# How to trace mobile phone location in India



## shakunim (Feb 12, 2009)

Check this web application, you can automatically determine the mobile phone location and service provider details using this,
*www.hacktrix.com/trace-mobile-phone-location-and-service-provider-details/index.php


----------



## MetalheadGautham (Feb 12, 2009)

or you can use your unique mobile identification number, register a case in your nearest police station, they alert all service providers, and your mobile can be traced to a location if it tries to connect with a service provider.


----------



## ThinkFree (Feb 12, 2009)

^^I think it's just for locating the circle to which the phone connection belongs, not the current location of phone


----------



## MetalheadGautham (Feb 12, 2009)

^^It can also be used by the service provider to record calls made from the mobile to help determine the thief's identity.

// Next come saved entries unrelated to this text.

PR #417, opened 2020-02-29
End to end testing with Cypress

### LINKED ISSUE #159: End to End Testing Strategy for OONI Explorer
Firstly, I think we should be able to come up with priority list of objectives to achieve using a test suite. Proposing a draft below to start with.

### Objectives
1. Ensure application builds (`yarn run build` runs successfully)
2. Ensure high level pages render without major errors (`pages/*.js`)
3. Breakages that occur when upgrading dependencies to major versions should be caught.

Are there more objectives we can think of? To what extent are the ones listed achievable? What can be tested from a UX perspective?

sarathms:
Fixes #159 

Objectives:
- [x] Ensure all pages render correctly
- [x] Basic search operation returns results

### DIFF
--- a/.github/workflows/main.yml
+++ b/.github/workflows/main.yml
@@ -4,8 +4,7 @@ jobs:
   cypress-e2e:
     strategy:
       matrix:
-        # maybe drop `edge` if it fails too often
-        browser: [firefox, chrome, edge]
+        browser: [firefox, chrome]
     runs-on: ubuntu-latest
     name: E2E test on ${{ matrix.browser }}
     steps:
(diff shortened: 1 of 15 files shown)


sarathms:
Had to drop testing on edge (doesn't work on the test runner platform) and firefox because it isn't very stable yet (cypress-io/github-action#104).

So right now, at minimum it tries to render every page {home, search, country, countries, measurement} at least once. For measurement pages, it tests rendering for all the tests, an accessible one and an anomaly for each test. For WebConnectivity, I went ahead and tested if the hero is rendered with the right background color. Also added a test to ensure mere clicking of `Filter Results` button doesn't break the search page.

Screenshots are taken automatically on failures and uploaded to the workflow page itself e.g [here](https://github.com/ooni/explorer/actions/runs/50865587). I have enabled uploading screenshots even if there is no error, but that will work only if we take screenshots explicitly with `cy.screenshot()` during tests.

I will create an epic for writing more elaborate tests to build upon this.

PR #459, opened 2020-05-01
overview charts are rendered in country page

NidhiKJha:
This pull request fixes #458 
The overview charts in the country page are rendered .

PR #456, opened 2020-04-28
Implemented measurement page for Ndt7

kronaemmanuel:
#452 

Changes done for Ndt7 measurements
- [x] updated packet loss to be retransmit rate
- [x] removed outoforder
- [x] showing a ~ with ping to show that its an estimate
- [x] removed timeout
- [x] Changed the method for getting server name

The Ndt4/5 measurements still look the same.

I tried to have as little replication of code as i could without making the code a mess to read.

PR #449, opened 2020-04-05
Case sensitivity of country codes

NidhiKJha:
This pull request fixes #164 
It handles case senstivity in URLs where /country/al can be treated as /country/AL and updates the URL shown in the browser.

PR #429, opened 2020-03-20
JSON View Data overflows in search small screen

NidhiKJha:
This Pull request solves #428 

Changes:
* Solves the overflow of JSON Data in mobile screen

PR #460, opened 2020-05-05
Release 2.0.8

sarathms:
### Added
- Support for ndt7 measurements (#456)
- Meta tags for country pages (#430)
- End-to-end tests with Cypress (#417)

### Fixed
- Missing overview charts in country page (#459)
- Country codes in URL for country pages are not case sensitive anymore (#449)
- Raw measurement data content overflow in smaller screens (#429)
- Handle cases where `test_keys.tcp_connect` is missing (#412)
- Handle cases where `test_keys.requests` is missing (#412)

### Changed
- `nextjs` dependecy upgraded to 9.3.2 (#448)
- Upgrade base docker image to `node:12` as required by `next@9.x.x`
- Use `blue9` color from theme for footer background (#411)
- Updated copy

### Removed
- Dropped usage of locale-data from `react-intl`; deprecated (in v3)

### Security
- Pinned version for `https-proxy-agent` to `^2.2.3` as per github security advisory


sarathms:
Merging this although the test fails for the search page. I have verified that the page works as expected. The test tails because the API response didn't return in time.

PR #469, opened 2020-06-13
Add links to test descriptions on measurement pages

### LINKED ISSUE #282: Link to test descriptions in measurement pages
To enable users to learn more about the test (how it works, and its limitations) that each measurement is based on, it would be great if the test names in individual measurement pages linked to their respective test descriptions (available each here: https://ooni.io/nettest/). 

For example, it would be great if "Web Connectivity Test" (illustrated in the measurement page below) linked to this: https://ooni.io/nettest/web-connectivity/

blocked-site-ir

sarathms:
Fixes #282

### DIFF
--- a/components/measurement/DetailsHeader.js
+++ b/components/measurement/DetailsHeader.js
@@ -1,11 +1,12 @@
 import React from 'react'
 import PropTypes from 'prop-types'
 import prettyMs from 'pretty-ms'
-import { Flex, Box } from 'ooni-components'
+import { Flex, Box, Link } from 'ooni-components'
 // FIXME: Include 'fontWeight' to ooni-components/atoms/Text
 // Using Text from rebass directly for now
 import { Text } from 'rebass'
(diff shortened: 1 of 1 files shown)


hellais:
Looks good to me!

components/measurement/DetailsHeader.js
```diff
@@ -43,7 +44,13 @@ const DetailsHeader = ({testName, runtime, notice}) => {
           />
         </Box>
         <Box ml={2}>
-          <Text fontSize={20}>{metadata.name}</Text>
+          <Link href={metadata.info} target='_blank'>
```
hellais, line 47: I now realised that the behaviour is that of opening it in a new window.

I don't think we should be doing that. If the user wants to open it in a new window they can alt-click on the link.

hellais: Opened this PR for it: https://github.com/ooni/explorer/pull/471

PR #470, opened 2020-06-16
Improving Metatags

kronaemmanuel:
- Added MeasurementHead
- Renamed IntlHead to CountryHead
- `content` passed to SummaryText has been refined to now be an object so its easy to distinguish between already formatted strings and strings that need to passed to `intl.formatMessage()`


sarathms:
@kronaemmanuel Can you share screenshots of how this is rendered in the `<head>` section of the page? When I tried, `og:description` showed up as 
```
On {date}, {WebsiteURL} presented signs of {BlockingReason} on {network} in {country}.Check out OONI Explorer for more details and measurements
```

kronaemmanuel:
Yes, the problem seems to be in Anomaly Pages of Web Connectivity test. Other tests are fine. I'll redo the Web Connectivity Tests and submit a PR along with screenshots.

kronaemmanuel:
I made a new headMetatag component which manages all the meta tag info instead of relying on SummaryText because that was causing issues where stuff in SummaryText didn't make sense to be in headMetatag. I believe that this way is more 'standardized' even if it has some amount of duplication of code.

sarathms:
Closing this PR because it seems to have included commits from branches already merged to master. @kronaemmanuel will be opening a fresh PR.

PR #475, opened 2020-07-17
Website Centric Stats Page

### LINKED ISSUE #474: Implement website centric mockups for country listing & website graph
First iteration based on the mockups

sarathms:
Fixes #474 

#### TODO

- [x] Improve the logic for calculating percentages for each country
- [x] Add a content loader for the Global data
- [x] Add a title or lead text to the country specific page
- ~[ ] Use `swr`'s timeout features to update page when query times out~ (not that important for this issue)

Screenshot from 2020-07-17 06-37-15
Screenshot from 2020-07-17 06-34-54


sarathms:
@hellais Can you help me understand how to calculate the percentages for each country? [This](https://github.com/ooni/explorer/pull/475/files#diff-ca0ad5724df4616bee0566372cb9e1feR35-R58) is how I am doing it right now, which I realized is not what you may have intended. Nor does it seem like a sound way to compare the countries.

We also need some content/text before the country specific charts (2nd screenshot). To help the rebuild the context for you, here's what data is available on this page:
* Country Code / Name
* Website
* Date Range

And the of course the data we receive from the aggregation API.

components/aggregation/website/CountrySummary.js
```diff
@@ -0,0 +1,107 @@
...
+  }
+
+  if (confirmed_count > ok_count) {
+    outcome = {
+      color: colorConfirmed,
+      subtext: 'confirmed blocked',
+      percent: Number(confirmed_count / measurement_count * 100).toFixed(0),
+      icon: <IoCloseCircled size={ICON_SIZE} />
+    }
+  }
```
hellais, line 58: The percentage for a country should be:

Total of anomalous measurement (anomaly_count + confirmed_count) / total_measurement_count

We should display in the list first countries which have a confirmed count that is non-zero, then it should be sorted by the the percentages.

It would be useful to have input from @FedericoCeratto on this as well.

hellais:
@sarathms 
> Can you help me understand how to calculate the percentages for each country?

I replied in an inline comment:
https://github.com/ooni/explorer/pull/475/files#r480950127

I am also not very convinced by this approach, but I don't have much time to think about a better way. Input from @FedericoCeratto would also help, but we are a bit swamped at the moment.

Let's address the low hanging fruit first (implement the algorythm I suggested) and document as next steps to improve it based on future iterations.

> We also need some content/text before the country specific charts (2nd screenshot).

Yes I agree. What is your question?

bassosimone (commented):
We should have a chat later today about this code. I think I need some guidance to think about it in a more structured way, as my JavaScript knowledge is slowly improving. 📚

sarathms:
Rebased this branch over latest master. Merging it based on discussion with @hellais. We will collect feedback on how to make this page more useful and continue developing it based on what we find.

PR #476, opened 2020-07-27
Sharing buttons on both Country and Measurement pages

kronaemmanuel:
Things to be discussed:

- Design changes?
- We can include a default text with the link on twitter. Should we include something like: "Check out this measurement on OONI Explorer: {link goes here}" ?

### DIFF
--- a/components/SocialButtons.js
+++ b/components/SocialButtons.js
@@ -1,0 +1,21 @@
+import React from 'react'
+import { Link, Box } from 'ooni-components'
+import { Text } from 'rebass'
+import { TiSocialFacebook, TiSocialTwitter } from 'react-icons/lib/ti'
+
+export default function SocialButtons({ url, fontSize, color }){
+  return(
+    <>
+      <Box px={1}>
+        <Link color={color} target="_blank" href={`https://www.facebook.com/sharer/sharer.php?u=https://explorer.ooni.org/${url}`}>
+            <TiSocialFacebook size={fontSize}/>
+        </Link>
+      </Box>
+      <Box px={1}>
+        <Link color={color} target="_blank" href={`https://twitter.com/intent/tweet?url=https://explorer.ooni.org/${url}`}>
+            <TiSocialTwitter size={fontSize}/>
+        </Link>
+      </Box>
+    </>
+  )
+}
--- a/components/SocialButtons.js
+++ b/components/SocialButtons.js
@@ -1,21 +1,26 @@
 import React from 'react'
-import { Link, Box } from 'ooni-components'
+import PropTypes from 'prop-types'
+import { Link, Flex } from 'ooni-components'
 import { Text } from 'rebass'
-import { TiSocialFacebook, TiSocialTwitter } from 'react-icons/lib/ti'
+import { MdShare } from 'react-icons/lib/md'
 
-export default function SocialButtons({ url, fontSize, color }){
+function SocialButtons({ url }){
+  const text = 'Data from OONI Explorer';
   return(
-    <>
-      <Box px={1}>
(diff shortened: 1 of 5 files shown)


kronaemmanuel:
Country Page sharing buttons:
image

Measurement Page sharing buttons:
image

hellais:
Great job on this!

I have some suggestions about the design.

The issues I see with the current approach are:
1. The icons are a bit hidden and they don't stand out much
2. It's not clear what is going to happen when you click on them, because of 1., but also because the context might also reference social media itself (ex. we are talking about the blocking of the website twitter.com or the blocking of the facebook app)
3. I am not a fan of us promoting the logos of facebook and twitter
4. We should be absolutely sure users understand we will not track them and this is not the facebook/twitter evil tracking button, but our own tracker free option!

To this end I propose the following designs which I think address all the points above:

StreamingIconCountry2

StreamingIconMeasurement

The share icon should be inside of the material design icon set and it's called `share-variant`.

Let me know if you have any questions about the implementation.

hellais:
TODO, following call with @sarathms:
 
- Ensure that no external assets are loaded from facebook on first load.
- Write copy for the boilerplate text in the share on facebook or twitter action (cc @agrabeli )
- How does this behave on mobile? Is the design responsive?
- What happens on mobile when you click on the links, does it trigger the app or what type of workflow occurs?

components/SocialButtons.js
```diff
@@ -0,0 +1,21 @@
...
+export default function SocialButtons({ url, fontSize, color }){
+  return(
+    <>
+      <Box px={1}>
+        <Link color={color} target="_blank" href={`https://www.facebook.com/sharer/sharer.php?u=https://explorer.ooni.org/${url}`}>
+            <TiSocialFacebook size={fontSize}/>
+        </Link>
+      </Box>
+      <Box px={1}>
+        <Link color={color} target="_blank" href={`https://twitter.com/intent/tweet?url=https://explorer.ooni.org/${url}`}>
```
hellais, line 15: TODO add support for boilerplate text inside of the target.

hellais:
Here is the mockup for how the country page screenshot should look like:

Country page screenshot

components/SocialButtons.js
sarathms: Please note that this is possible only for Twitter. Facebook used to allow this earlier, but now they changed the behavior to pull the contents from the "og:*" meta tags.
 https://developers.facebook.com/support/bugs/357750474364812/?comment_id=286474311528313

https://developer.twitter.com/en/docs/twitter-for-websites/tweet-button/guides/web-intent

kronaemmanuel:
Completed the changes. Here are the new screenshots:
Country Desktop:
image

Country Mobile:
image
image

Measurement Desktop:
image

Measurement Mobile (this whole page could use some redesign on mobile btw): 
image

components/SocialButtons.js
kronaemmanuel: I've added text for twitter which says: 'Data from OONI'

hellais (approved):
This is great work @kronaemmanuel ! Thanks for putting it together.

I checked the screenshots and it looks good to me!

@sarathms can you deploy this to our testing instance of OONI Explorer so I can do some functional testing as well, before we deploy it in production?

sarathms:
Deployed. Note that it had to be merged with the branch using test API server.

sarathms:
Also the social media previews may not _look_ as good without the other metatag changes. Especially on Facebook.

sarathms:
@hellais Did you see the preview on [explorer-test](https://explorer-test.ooni.io/measurement/20190724T000050Z_AS3239_rLs5v5ZWS7oIjJhiV7LP8llLlgzwuLPz4CENYYXEHkEwN1Mj4k?input=https://gpgtools.org/)? Shall we merge this and consider tweaks for another PR?

sarathms (approved):
Ready to merge :whale:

Anyway, this app also only determines the state, service provider and type of connection.


----------



## debsuvra (Feb 12, 2009)

And it also does not detect numbers that were registered lately. I can't get my 3 months old Vodafone number detected there, although the older BSNL one works just fine.

Also it seems they have a good way to show those error messages,
*i39.tinypic.com/dy6kxe.jpg​


----------



## rhitwick (Feb 12, 2009)

Hey guys, a loooong time ago I got aforwarded mail which had an all purpose excel. That excel had a worksheet with such facility or EXACT facility.
but d thing is that it did require only first five digits of ur mobile no.


----------



## Coool (Feb 12, 2009)

shakunim said:


> Check this web application, you can automatically determine the mobile phone location and service provider details using this,
> *www.hacktrix.com/trace-mobile-phone-location-and-service-provider-details/index.php



Try 'mobile number locator' soft.........it also automatically determine the mobile phone location and service provider details with out the need of INTERNET......


----------



## ThinkFree (Feb 12, 2009)

@rhitwick
This one? *coai.in/docs/MSC CODES Jan.09.xls


----------



## rhitwick (Feb 12, 2009)

No, not that one.
If our forum attachment facility working u can check it here.
Its very useful


----------



## ThinkFree (Feb 12, 2009)

^^Attachment is downloadable   but not opening


----------



## rhitwick (Feb 12, 2009)

Can winrar fix zip files, if it can, try with it.
it will work then.


----------



## ThinkFree (Feb 12, 2009)

^^Don't have WinRAR
and RARLabs don't provide LinRAR . Using linux.


----------



## gforce23 (Feb 12, 2009)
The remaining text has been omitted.